(PROVIDED DATA Opens)

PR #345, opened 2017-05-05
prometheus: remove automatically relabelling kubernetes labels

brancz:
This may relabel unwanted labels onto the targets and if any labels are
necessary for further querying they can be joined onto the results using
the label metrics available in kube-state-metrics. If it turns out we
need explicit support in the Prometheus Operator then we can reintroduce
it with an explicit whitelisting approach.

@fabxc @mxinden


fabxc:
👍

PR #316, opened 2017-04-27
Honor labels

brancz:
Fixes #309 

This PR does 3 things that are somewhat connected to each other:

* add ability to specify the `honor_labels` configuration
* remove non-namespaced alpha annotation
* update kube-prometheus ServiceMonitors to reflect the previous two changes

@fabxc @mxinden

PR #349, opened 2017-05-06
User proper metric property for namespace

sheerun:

(PROVIDED DATA Closes)
(PROVIDED DATA Opens)

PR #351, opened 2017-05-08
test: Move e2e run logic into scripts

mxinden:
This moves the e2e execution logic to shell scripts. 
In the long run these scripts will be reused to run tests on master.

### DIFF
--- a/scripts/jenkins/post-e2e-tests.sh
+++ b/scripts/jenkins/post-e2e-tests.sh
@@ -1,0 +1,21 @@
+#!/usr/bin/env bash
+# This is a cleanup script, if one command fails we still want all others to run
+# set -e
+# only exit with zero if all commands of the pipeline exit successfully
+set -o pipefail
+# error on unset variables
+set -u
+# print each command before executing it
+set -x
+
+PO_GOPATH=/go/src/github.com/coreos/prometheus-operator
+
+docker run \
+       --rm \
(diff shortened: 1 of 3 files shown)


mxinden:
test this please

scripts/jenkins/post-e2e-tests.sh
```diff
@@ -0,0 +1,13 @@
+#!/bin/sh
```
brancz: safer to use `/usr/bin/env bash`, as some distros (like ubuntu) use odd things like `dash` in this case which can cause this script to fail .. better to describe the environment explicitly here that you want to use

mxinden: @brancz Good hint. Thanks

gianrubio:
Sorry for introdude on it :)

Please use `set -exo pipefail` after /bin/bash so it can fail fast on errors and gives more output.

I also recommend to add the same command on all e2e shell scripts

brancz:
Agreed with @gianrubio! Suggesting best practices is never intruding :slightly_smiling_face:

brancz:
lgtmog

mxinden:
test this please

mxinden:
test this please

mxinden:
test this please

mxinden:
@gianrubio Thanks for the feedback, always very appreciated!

(PROVIDED DATA Closes)

For the word "opened", show every line of the entries that holds it.

**RESULT OF THE EXERCISE:**
PR #345, opened 2017-05-05
PR #316, opened 2017-04-27
PR #349, opened 2017-05-06
PR #351, opened 2017-05-08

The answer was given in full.